**PROMPT:**
Among the records below, which lines contain the string "good"? Report them.

---------- RECORDS FOR PROCESSING

Issue #90, opened 2021-01-12
[Salvo] Use a TemporaryDirectory object vs string when generating temporary directories


abaptiste:
In `file_ops.py` return a TemporaryDirectory object instead of a string so that we can leverage the automatic cleanup done when the object goes out of scope.

PR #91, opened 2021-01-25
Use TemporaryDirectory vs string for temp directories

abaptiste:
This change addresses https://github.com/envoyproxy/envoy-perf/issues/90.  When creating temporary directories we use a `TemporaryDirectory` object instead of a string.

cc: @mum4k , @landesherr

### DIFF
--- a/salvo/src/lib/cmd_exec.py
+++ b/salvo/src/lib/cmd_exec.py
@@ -7,6 +7,7 @@ import shlex
 import subprocess
 import typing
 import logging
+import tempfile
 
 log = logging.getLogger(__name__)
 
@@ -35,18 +36,32 @@ def run_command(cmd: str, parameters: CommandParameters) -> str:
       command
   """
   output = ''
+  params = parameters._asdict()
+  tmpfile = tempfile.TemporaryFile(
+      mode='w+', dir=params['cwd'], prefix='cmd_output'
+  )
+
   try:
     log.debug(f"Executing command: [{cmd}] with args [{parameters._asdict()}]")
     cmd_array = shlex.split(cmd)
-    output = subprocess.check_output(
-        cmd_array, stderr=subprocess.STDOUT, **parameters._asdict())
+
+    subprocess.check_call(cmd_array, stdout=tmpfile, stderr=tmpfile,
+                          **parameters._asdict())
+
+  except subprocess.CalledProcessError as process_error:
+    log.error(f"Unable to execute [{cmd}]: {process_error}")
+    raise
+
+  finally:
+    tmpfile.flush()
+    tmpfile.seek(0)
+    output = tmpfile.read()
+    tmpfile.close()
 
     if isinstance(output, bytes):
       output = output.decode('utf-8').strip()
 
     log.debug(f"Returning output: [{output}]")
-  except subprocess.CalledProcessError as process_error:
-    log.error(f"Unable to execute [{cmd}]: {process_error}")
-    raise
 
   return output
+
--- a/salvo/src/lib/cmd_exec.py
+++ b/salvo/src/lib/cmd_exec.py
@@ -35,6 +35,11 @@ def run_command(cmd: str, parameters: CommandParameters) -> str:
     subprocess.CalledProcessError if there was a failure executing the specified
       command
   """
+
+  # Because the stdout/stderr from nighthawk can be large, we redirect it to
+  # a temporary file and re-read the output to return to the caller.  This
+  # method also appears to capture output more consistently in the event of a
+  # failed command execution.
   output = ''
   params = parameters._asdict()
   tmpfile = tempfile.TemporaryFile(
--- a/salvo/src/lib/source_tree.py
+++ b/salvo/src/lib/source_tree.py
@@ -1,7 +1,9 @@
 """Manage a source location on disk"""
 import re
+import glob
 import logging
 import os
+import shutil
 import subprocess
 from typing import List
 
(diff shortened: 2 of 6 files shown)


salvo/src/lib/cmd_exec.py
```diff
@@ -35,18 +36,32 @@ def run_command(cmd: str, parameters: CommandParameters) -> str:
...
   try:
     log.debug(f"Executing command: [{cmd}] with args [{parameters._asdict()}]")
     cmd_array = shlex.split(cmd)
-    output = subprocess.check_output(
-        cmd_array, stderr=subprocess.STDOUT, **parameters._asdict())
 
-    if isinstance(output, bytes):
-      output = output.decode('utf-8').strip()
+    subprocess.check_call(cmd_array, stdout=tmpfile, stderr=tmpfile,
+                          **parameters._asdict())
```
mum4k, line 49: (nit) Can we use `params` here?

**params that is.

salvo/src/lib/source_tree.py
```diff
@@ -164,8 +166,31 @@ def get_source_directory(self) -> str:
     """
     self._validate()
 
-    return  self._source_repo.source_path \
-                 if self._source_repo.source_path else self._tempdir
+    return self._build_dir.name
+
+  def copy_source_directory(self) -> bool:
```
mum4k, line 171: Are these changes also relevant to #90? If not, can we move them to a separate PR to keep this one focused?

salvo/src/lib/source_tree.py
```diff
@@ -54,7 +56,11 @@ def __init__(self, source_repo: proto_source.SourceRepository) -> None:
     if not home_dir.startswith(constants.SALVO_TMP):
       home_dir = constants.SALVO_TMP
 
-    self._tempdir = file_ops.get_random_dir(home_dir)
+    # This is the destination directory where the source is copied or cloned
+    # If the source_repo has a path, we copy from that path into the _build_dir.
+    # If the source_repo has a url, we clone from that url into the _build_dir.
+    self._build_dir = file_ops.get_random_dir(home_dir)
```
mum4k, line 62: Since we are storing this in an attribute, we aren't really addressing #90, since nothing will destroy the temporary directory after we use it like this. However since this is the build directory we are producing, do we actually want to destroy it after the execution? Or do we want to keep it around for debugging?

If we do want to destroy it, we should ensure that the `__exit__()` method of the created temp directory gets called at some point.

salvo/src/lib/cmd_exec.py
```diff
@@ -35,18 +36,32 @@ def run_command(cmd: str, parameters: CommandParameters) -> str:
...
 
-    log.debug(f"Returning output: [{output}]")
   except subprocess.CalledProcessError as process_error:
     log.error(f"Unable to execute [{cmd}]: {process_error}")
     raise
 
+  finally:
+    tmpfile.flush()
```
mum4k, line 56: Is using the temp instead of a string here an improvement? Looks like we have to do some number of operations to get this output now (flush, seek, read). What do we gain by switching this into a file instead of a string. Is this relevant to #90 which was talking about automatic cleanup? Looks like the original solution was already performing cleanup, since it wasn't writing to any files, while the current version seems to be leaving the temp file behind.

Or are we trying to achieve something other than what is listed in #90?

mum4k (changes requested):

salvo/src/lib/cmd_exec.py
abaptiste: With this change I get:
```
TypeError: check_call() argument after ** must be a mapping, not CommandParameters
```

salvo/src/lib/source_tree.py
abaptiste: I can pull this out of this PR

salvo/src/lib/source_tree.py
abaptiste: I know that when the builder objects go out of scope the temporary directories get cleaned up.   I had to chase a few "File Not Found" errors due to the TemporaryDirectory getting removed.

I know I have to do some work ensuring that various artifacts are cleaned up after benchmarks are executed. We could define `__del__` in the source_tree to ensure that these objects are closed and purged, but that's a separate effort I haven't started digging into yet.

salvo/src/lib/cmd_exec.py
abaptiste: The output from some benchmarks is rather large.  This seems to work more consistently in capturing the output.

I kept this in since it did alert me to a few TemporaryDirectory objects getting prematurely reaped while addressing https://github.com/envoyproxy/envoy-perf/issues/90.

I'd prefer to keep it.

salvo/src/lib/cmd_exec.py
mum4k: Thank you trying it out.

salvo/src/lib/cmd_exec.py
mum4k: Thank you for helping me understand this. Since this qualifies as a tricky (or non-obvious) code, can we add a inline comment explaining the need for this construct? This will help future maintainers.

abaptiste: Sure thing. Let me update the PR.

salvo/src/lib/source_tree.py
mum4k: Thank you, tracking it as a separate effort is a good idea.

mum4k (approved):

PR #285, opened 2020-02-16
Follow move

mibes:
On my Redis 5.0.6 cluster the "MOVED" error was not handled as expected. Implementing a similar logic as "ASK" made it work. 

Apologies for the formatting changes. The relevant lines are between 461 and 503.

### DIFF
--- a/src/cluster.rs
+++ b/src/cluster.rs
@@ -20,7 +20,7 @@
 //!
 //! assert_eq!(rv, "test_data");
 //! ```
-//!features = ["default", "cluster"]
+//!
 //! # Pipelining
 //! ```rust,no_run
 //! use redis::{Commands, pipe};
@@ -459,7 +459,6 @@ impl ClusterConnection {
         let mut excludes = HashSet::new();
         let mut asking = None::<String>;
         let mut moved = None::<String>;
-
         loop {
             // Get target address and response.
             let (addr, rv) = {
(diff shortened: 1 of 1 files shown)


mibes:
Files and commits have been updated as per your feedback.

Thanks!

src/cluster.rs
```diff
@@ -491,10 +495,8 @@ impl ClusterConnection {
                         if kind == ErrorKind::Ask {
                             asking = err.redirect_node().map(|x| x.0.to_string());
                         } else if kind == ErrorKind::Moved {
-                            // Refresh slots and request again.
-                            self.refresh_slots()?;
-                            excludes.clear();
-                            continue;
+                            // follow the Moved hint from Redis
+                            moved = err.redirect_node().map(|x| x.0.to_string());
```
badboy: `redirect_node` does explicitly check for `ErrorKind::Ask` and will return `None` if it isn't.
This usage here is thus essentially a no-op.

mibes: OK. I'll do some more testing and see if I can isolate why this did not work for us. I'm definitely not ruling out that we made an implementation error! 😊

mibes:
Original code should work. Closed the pull request until we can reproduce this consistently
in isolation.

badboy:
> Original code should work. Closed the pull request until we can reproduce this consistently
> in isolation.

👍 please do let me know if you find another bug with this

PR #286, opened 2020-02-16
Add `take` method to `Value`

malte-v:
I know this is really opinionated, but it makes things a lot easier for me (currently writing a RedisGraph client) and probably also for other people working with this on a lower level. It's analogous to `std::option::Option::take()`.

### DIFF
--- a/src/types.rs
+++ b/src/types.rs
@@ -6,6 +6,7 @@ use std::error;
 use std::fmt;
 use std::hash::{BuildHasher, Hash};
 use std::io;
+use std::mem;
 use std::str::{from_utf8, Utf8Error};
 
 /// Helper enum that is used in some situations to describe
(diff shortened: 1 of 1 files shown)


badboy:
That indeed seems _very_ specific.
You could just do the `mem::replace` in your own code, can't you?

malte-v:
Yes, I could just use `mem::replace(&mut value, Value::Nil)` in my own code. It's just much much less expressive than `value.take()` and would get quite repetitive.

If you don't want to merge this, that's fine. It's just a convenience feature.

badboy:
Yeah, I don't think it is a good idea to expose this as public API here.
It's use seems to infrequent to justify its existence.

(and you can always implement it as an extension trait in your code base).

Thanks for suggesting it though!

PR #287, opened 2020-02-17
Add asynchronous PubSub support

### LINKED ISSUE #183: Plans to add async pubsub?
It seems that pubsub is not implemented in the async version. Is it planned to be and would be it hard to add? I'll try to add it but wanted to know if it's being worked on or if there are specific difficulties to do so?

evdokimovs:
Resolves #183

This PR adds asynchronous support for the `PubSub` mechanism of Redis.

`redis::aio::Connection::into_pubsub` requires `Connection` owning because we don't have ability to asynchronously exit from `PubSub` mode in the `Drop` implementation of `redis::aio::PubSub`. 

As alternative we can add `PubSub::close` method which will asynchronously exit from `PubSub` mode and implement synchronous exit from `PubSub` (if `Connection` is in this mode) on `redis::aio::PubSub` dropping for guarantee that `Connection` will not stuck in `PubSub` mode, but it look weird because implicit blocking in asynchronous code is unexpected behavior and many users may forget to call `PubSub::close` method.

Also, you can look at [`tokio-postgres`] implementation of asynchronous API with [`futures::channel::mpsc`] channels. This implementation will allow to asynchronously exit from `PubSub` mode in `Drop` implementation of `redis::aio::PubSub`. But it requires more global changes than I have proposed.

Currently, while `redis::aio::PubSub::on_message`'s `Stream` is stored somewhere, `redis::aio::PubSub::subscribe`-like function wouldn't be available because they all requires mutable `PubSub`. Theoretically, this can be fixed by splitting `TcpStream` / `UnixStream` into a read part and a write part. 

[`tokio-postgres`]: https://github.com/sfackler/rust-postgres/tree/master/tokio-postgres
[`futures::channel::mpsc`]: https://docs.rs/futures/0.3.4/futures/channel/mpsc/index.html


src/aio.rs
```diff
@@ -86,18 +87,159 @@ impl AsyncRead for ActualConnection {
...
+        // subscriptions. Thus, to accurately drain all unsubscribe messages received from the
+        // server, both commands need to be executed at once.
+        {
+            // Prepare both unsubscribe commands
+            let unsubscribe = cmd("UNSUBSCRIBE").get_packed_command();
+            let punsubscribe = cmd("PUNSUBSCRIBE").get_packed_command();
+
+            // Execute commands
+            self.send_bytes(&unsubscribe).await?;
+            self.send_bytes(&punsubscribe).await?;
```
Marwes: Nit: Should be possible to pack both commands into a pipeline and send that.

evdokimovs:
Done!

Marwes:
Thanks!

tyranron:
@Marwes it would be nice to have this one in a release on crates.io. Is there any blockers for that?

PR #299, opened 2020-03-23
Created a method for consuming the connection and generating a stream…

engylemure:
… based on the on_message method, this is useful in cases where we want to return a stream not bounded to the connection itself and could be used outside of the scope of the lifetime of the connection.


Marwes:
Triggering the missing documentation warning on CI

engylemure:
@Marwes Sorry for delay in solving this.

--------------------

**ANSWER FOR THE TASK:**
mum4k: Thank you, tracking it as a separate effort is a good idea.
Yeah, I don't think it is a good idea to expose this as public API here.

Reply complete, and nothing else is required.